The film offers a new template for stories about globalization, one that is less about the politics of borders and more about the existential state of being borderless. It presents a world where home is no longer a place on a map but a fleeting sense of balance in a life lived permanently off-kilter.
Sleep with Your Eyes Open is a comedy drama film that follows a young woman from Taiwan named Kai, who travels to Brazil after a breakup. There, her story intertwines with a Chinese migrant who runs an umbrella store, and other Chinese workers living in a high-rise building. The movie premiered at the Berlinale in 2024 and had a theatrical release in New York on September 5, 2025. It is not currently available for streaming.
Full Credits
Director: Nele Wohlatz
Writers: Nele Wohlatz, Pío Longo
Producers and Executive Producers: Emilie Lesclaux, Kleber Mendonça Filho, Justine O., Roger Huang, Violeta Bava, Rosa Martínez Rivero, Meike Martens, Nele Wohlatz, Dora Amorim, Maurício Macedo
Cast: Chen Xiao Xin, Wang Shin-hong, Liao Kai Ro, Nahuel Pérez Biscayart, Lu Yang Zong
Director of Photography (Cinematographer): Roman Kasseroller
Editors: Yann-shan Tsai, Ana Godoy
The Review
Sleep With Your Eyes Open
Sleep with Your Eyes Open is a quiet, patient film that forgoes traditional narrative to capture the sensory and psychological texture of displacement. Its meandering structure and focus on small, corporeal details create a profound sense of modern rootlessness. While its deliberate pace may challenge some viewers, it is a thoughtful, demanding piece of ‘suspended cinema’ that lingers long after the credits.
PROS
- An intelligent and unconventional narrative structure that reflects the film's themes.
- A profound and subtle exploration of displacement, identity, and belonging.

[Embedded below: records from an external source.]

Issue #72, opened 2017-10-02
Create tests for SocialMediaLinks.scala


ruebot:
[`SocialMediaLinks.scala`](https://github.com/archivesunleashed/aut/blob/master/src/main/scala/io/archivesunleashed/spark/scripts/SocialMediaLinks.scala) has [no test coverage](https://codecov.io/gh/archivesunleashed/aut/src/master/src/main/scala/io/archivesunleashed/spark/scripts/SocialMediaLinks.scala). We need to create tests for it.

ianmilligan1:
heh, good catch. Makes sense to me.

greebie:
Do you prefer moving these for better test coverage or leave them alone?

ianmilligan1:
Moved conversation over to AUT slack to see if we want to keep social media analysis in here (if any others want to chime in, feel free to do so on this issue or [join us over at the Slack](http://archivesunleashed.org).

ruebot:
Resolved with: https://github.com/archivesunleashed/aut/commit/c6fc97428bebfc1a2406340179175245d6a232e0

Issue #70, opened 2017-10-02
Create tests for CrawlStatistics.scala


ruebot:
[`CrawlStatistics.scala`](https://github.com/archivesunleashed/aut/blob/master/src/main/scala/io/archivesunleashed/spark/scripts/CrawlStatistics.scala) has [no test coverage](https://codecov.io/gh/archivesunleashed/aut/src/master/src/main/scala/io/archivesunleashed/spark/scripts/CrawlStatistics.scala). We need to create tests for it.

greebie:
See #72.

ruebot:
Resolved with: https://github.com/archivesunleashed/aut/commit/c6fc97428bebfc1a2406340179175245d6a232e0

PR #96, opened 2017-10-15
Remove example scripts. Resolves #95, #70, #71, #72.

### LINKED ISSUE #95: Are src/main/scala/io/archivesunleashed/spark/scripts needed?
@ianmilligan1 I'm looking at the test coverage reports, I noticed that there are some hard coded paths in the scripts here `master/src/main/scala/io/archivesunleashed/spark/scripts`.

Are these three files required? If so, they need to be generalized and put in `matchbox`, or they can just but moved over to `aut-docs` as examples. If they are not necessary, may I remove them?
* https://github.com/archivesunleashed/aut/blob/master/src/main/scala/io/archivesunleashed/spark/scripts/CrawlStatistics.scala
* https://github.com/archivesunleashed/aut/blob/master/src/main/scala/io/archivesunleashed/spark/scripts/Filter.scala
* https://github.com/archivesunleashed/aut/blob/master/src/main/scala/io/archivesunleashed/spark/scripts/SocialMediaLinks.scala

I see what @greebie was getting at now [here](https://github.com/archivesunleashed/aut/issues/72#issuecomment-335491771), and I believe the conversation in Slack was focused on Twitter support. So, we should make a final decision on these files here.
 
If the files can be removed, then we can also close:
* #70, #71, #72

ruebot:
**GitHub issue(s)**:

* #70 
* #71 
* #72 
* #95 

Remove unnecessary files.

# How should this be tested?

TravisCI turns green, we're good. CodeCov should get a nice bump too.

# Interested parties

@ianmilligan1 @greebie @lintool


ianmilligan1:
It’d be good for @lintool to merge this one if he agrees - he wrote these components if I remember correctly!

- Excellent use of sensory details and sound design to create a palpable atmosphere of alienation.
- A patient, observational tone that avoids melodrama and respects its characters.
CONS
- The deliberately slow pace and lack of a conventional plot may not appeal to all viewers.
- Its emotionally reserved approach might leave some feeling distant from the characters.
- The fractured storyline can at times feel aimless if one is not fully engaged.